When I first watched our system take nearly a minute to process a single document upload, I knew something was fundamentally wrong with our architecture. The frustrating part was that each individual service was fast on its own — it was the way we orchestrated them that created a cascading latency nightmare. What followed was a week-long deep dive into profiling, parallelization, and caching that taught me more about distributed systems performance than any textbook could. This article is the story of how we turned a 60-second embarrassment into a 3-second success.

Introduction

In distributed systems, latency isn’t just a number—it’s the user experience. When We started, processing a complex document upload with OCR, embedding generation, and metadata extraction took nearly 60 seconds. This “coffee break” delay was unacceptable for a real-time archive system.

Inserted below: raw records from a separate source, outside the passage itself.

PR #1149, opened 2022-05-18
Clean up the documentation for the new messages [OTA-150]

fpezzinosn:
# Description

@swift-nav/devinfra

Cleaned up the documentation for the new staged messages.

# API compatibility

No, just docstrings updates

## API compatibility plan

# JIRA Reference

https://swift-nav.atlassian.net/browse/OTA-150


fpezzinosn (commented):
@silverjam After fixing the overflow in the units columns, the message structure table for `MSG SSR GRIDDED CORRECTION BOUNDS`, `MSG SSR ORBIT CLOCK BOUNDS` and `MSG SSR ORBIT CLOCK BOUNDS DEGRADATION` still clips the page. I guess a solution could be to write shorter descriptions, but then I'm afraid some information will be missing from the document.

silverjam:
> @silverjam After fixing the overflow in the units columns, the message structure table for `MSG SSR GRIDDED CORRECTION BOUNDS`, `MSG SSR ORBIT CLOCK BOUNDS` and `MSG SSR ORBIT CLOCK BOUNDS DEGRADATION` still clips the page. I guess a solution could be to write shorter descriptions, but then I'm afraid some information will be missing from the document.

We will need to customize rendering for these messages or move the information elsewhere.  Would it make sense to create a dedicated page/table that explains things in more detail or do we need to leave everything in this table?

fpezzinosn:
> > @silverjam After fixing the overflow in the units columns, the message structure table for `MSG SSR GRIDDED CORRECTION BOUNDS`, `MSG SSR ORBIT CLOCK BOUNDS` and `MSG SSR ORBIT CLOCK BOUNDS DEGRADATION` still clips the page. I guess a solution could be to write shorter descriptions, but then I'm afraid some information will be missing from the document.
> 
> We will need to customize rendering for these messages or move the information elsewhere. Would it make sense to create a dedicated page/table that explains things in more detail or do we need to leave everything in this table?

I've moved the repeated explanations to notes in the description and then added a See Note 1 for those. I also abbreviated some common terms. Now all the tables fit.

silverjam:
Or... maybe need to add a special case for stubbed messages to the validator.

PR #1393, opened 2023-12-18
Use docker in GA [AP-1085]

woodfell:
# Description

@swift-nav/devinfra

Make use of `libsbp-build` docker image in the "check generated artefacts" stage. This bring consistency to the artefacts generated in the CI check since the canonical way of generating libsbp is via the docker image. This PR doesn't actually make any changes but should resolve some of the issues which have been seen recently when generating libsbp locally versus in CI.

# API compatibility

N/A

## API compatibility plan

N/A

# JIRA Reference

https://swift-nav.atlassian.net/browse/AP-1085

### DIFF
--- a/.github/workflows/generator.yaml
+++ b/.github/workflows/generator.yaml
@@ -30,6 +30,10 @@ jobs:
           fetch-depth: 0
           submodules: recursive
 
+      - name: Set safe git directory
+        run: |
+          git config --global --add safe.directory /__w/libsbp/libsbp
+
       - name: Generate tests
         run: |
           rm c/test/auto_check_*.c c/test/cpp/auto_check_*.cc java/test/auto_check_*.java rust/sbp/tests/integration/auto_check_*.rs
--- a/.github/workflows/generator.yaml
+++ b/.github/workflows/generator.yaml
@@ -19,32 +19,12 @@ jobs:
   generation:
     name: Generated artifacts
     runs-on: ubuntu-20.04
+    container: swiftnav/libsbp-build:latest
     steps:
       - uses: actions/checkout@v2
         with:
           fetch-depth: 0
           submodules: recursive
-
-      - name: Installing dependencies
-        run: |
-          sudo apt-get -qq update
-          sudo apt-get install -y tox python3-sphinx clang-format-6.0 enchant
-          pip3 install tox-run-command
-          tox -e py --notest
-
-      - name: Installing Node
-        uses: actions/setup-node@v4
-        with:
-          node-version: 18
-
-      - name: Installing Quicktype
-        run: |
-          npm ci
-          npm install -g quicktype
-
-      - uses: gradle/gradle-build-action@v2
-        with:
-          gradle-version: 7.1.1
 
       - name: Generate tests
         run: |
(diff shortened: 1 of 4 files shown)


spec/yaml/swiftnav/sbp/acquisition.yaml
```diff
@@ -246,3 +246,5 @@ definitions:
             type: array
             fill: AcqSvProfileDep
             desc: SV profiles during acquisition time
+
```
woodfell, line 249: This is just to force the check generated artefacts stage to run in CI. I'll remove it before merging

.github/workflows/generator.yaml
```diff
@@ -19,32 +19,20 @@ jobs:
...
-
-      - name: Installing Quicktype
-        run: |
-          npm ci
-          npm install -g quicktype
-
-      - uses: gradle/gradle-build-action@v2
-        with:
-          gradle-version: 7.1.1
+          git config --global --add safe.directory /__w/libsbp/libsbp
```
woodfell, line 35: Not sure this is ideal but required to resolve a permissions issue which I think is caused by different UIDs being used inside and outside the container

.github/workflows/generator.yaml
```diff
@@ -19,32 +19,20 @@ jobs:
   generation:
     name: Generated artifacts
     runs-on: ubuntu-20.04
+    container: 
+      image: swiftnav/libsbp-build:latest-master
```
woodfell, line 23: Will need to retain libsbp-build image and update rather than using the master image all the time

woodfell (commented):
Overall brings generation inline with what's produced when docker is used locally. Should resolve annoying issues of late with getting this CI stage to pass

.github/workflows/generator.yaml
pcrumley: I think this is fine/I don't know a better solution here.

pcrumley (approved):
This seems reasonable but I guess I'm curious why you abandoned goal of using `latest` and switched to a tagged version. I guess my concern is that we could run into this issue where the latest build gets broken if there is a delta between the two.

This situation is a lot better than it was, and very happy to see this work

woodfell:
> This seems reasonable but I guess I'm curious why you abandoned goal of using `latest` and switched to a tagged version. I guess my concern is that we could run into this issue where the latest build gets broken if there is a delta between the two.
> 
> This situation is a lot better than it was, and very happy to see this work

It's so that we are able to build historical commit moving forwards. It we somehow bork the `latest-master` tag then older commits could be rendered unbuildable. Similarly, the situation we've just had is that some of the things which are pulled in to the image don't have their versions pinned and `latest-master` doesn't always generate exactly the same artefacts

pcrumley:
> > This seems reasonable but I guess I'm curious why you abandoned goal of using `latest` and switched to a tagged version. I guess my concern is that we could run into this issue where the latest build gets broken if there is a delta between the two.
> > This situation is a lot better than it was, and very happy to see this work
> 
> It's so that we are able to build historical commit moving forwards. It we somehow bork the `latest-master` tag then older commits could be rendered unbuildable. Similarly, the situation we've just had is that some of the things which are pulled in to the image don't have their versions pinned and `latest-master` doesn't always generate exactly the same artefacts

That seems very reasonable, maybe we should put the bumping of the build tag as part of the release process then

PR #1394, opened 2023-12-19
Parallel build all C tests from top level makefile [AP-1086]

woodfell:
# Description

@swift-nav/devinfra

A small change to speed up builds of C tests when using the top level makefile, as is done in all CI stages. 

The current makefile has 2 sections which build and run tests. They are similar (one targets a subset of tests for compatibility with big endian machines). They are both written as:

```
make -j4;
make do-all-tests
```
Where the first command builds all targets in parallel, and the second runs all the tests sequentially.

However, test targets are not built as part of `all` so what really happens is the main `libsbp` target is build in parallel in the first step, then all tests are built and run single threaded in the second stage. This can be easily fixed and sped up by altering the first command to build all test targets using the `-j4` flag:

```
make -j4 build-all-tests;
make do-all-tests
```

# API compatibility

No

## API compatibility plan

No

# JIRA Reference

https://swift-nav.atlassian.net/browse/AP-1086

### DIFF
--- a/Makefile
+++ b/Makefile
@@ -378,7 +378,7 @@ test-c:
 	cd $(SWIFTNAV_ROOT)/c; \
 	mkdir -p build/ && cd build/; \
 	cmake $(CMAKEFLAGS) ../; \
-	$(MAKE) -j4; \
+	$(MAKE) -j4 build-all-tests; \
 	$(MAKE) do-all-tests
 	$(call announce-end,"Finished running C tests")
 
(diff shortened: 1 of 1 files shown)


ljbade (approved):

pcrumley:
@woodfell for PRs like this which only affects the libsbp repo it's a good idea to add #no_auto_pr to the title so our Jenkins doesn't do all the submodule updates. Nbd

By auditing our architecture and making targeted changes to our communication patterns and data access strategies, we reduced this end-to-end process to under 3 seconds.

Why Optimization Matters:

  • User Trust: Validating a document upload instantly builds confidence in the system.
  • Resource Efficiency: Holding connections open for 60 seconds wastes thread pool resources and memory.
  • Scalability: Sequential processing creates backpressure that chokes the system under load.

What We’ll Build

In this retrospective guide, we will walk through the three key optimizations that revolutionized our performance:

  1. Parallelization: Replacing sequential HTTP orchestration with NATS JetStream fan-out patterns.
  2. Caching: Determining what to cache in Redis to spare the primary database.
  3. Vector Tuning: Optimizing Qdrant HNSW parameters for trade-offs between recall and speed.

Architecture Overview

To achieve sub-3-second latency, we optimized the read path by introducing aggressive caching layers before hitting the primary database.

flowchart LR
    API[API] --> Check{Check Cache}
    Check -->|Hit| Return[Return Logic]
    Check -->|Miss| DB[(Postgres)]
    DB --> Write[Write to Cache]
    Write --> Return

    classDef primary fill:#7c3aed,color:#fff
    classDef secondary fill:#06b6d4,color:#fff
    classDef db fill:#f43f5e,color:#fff
    classDef warning fill:#fbbf24,color:#000

    class API,Check,Return primary
    class Write secondary
    class DB db

Phase 1: The Bottleneck of Sequential HTTP

Our initial MVP used a familiar pattern: a central API controller that orchestrated the entire pipeline. It would upload to MinIO, then call the OCR service, wait for a response, call the Embedding service, wait again, and finally save to Postgres.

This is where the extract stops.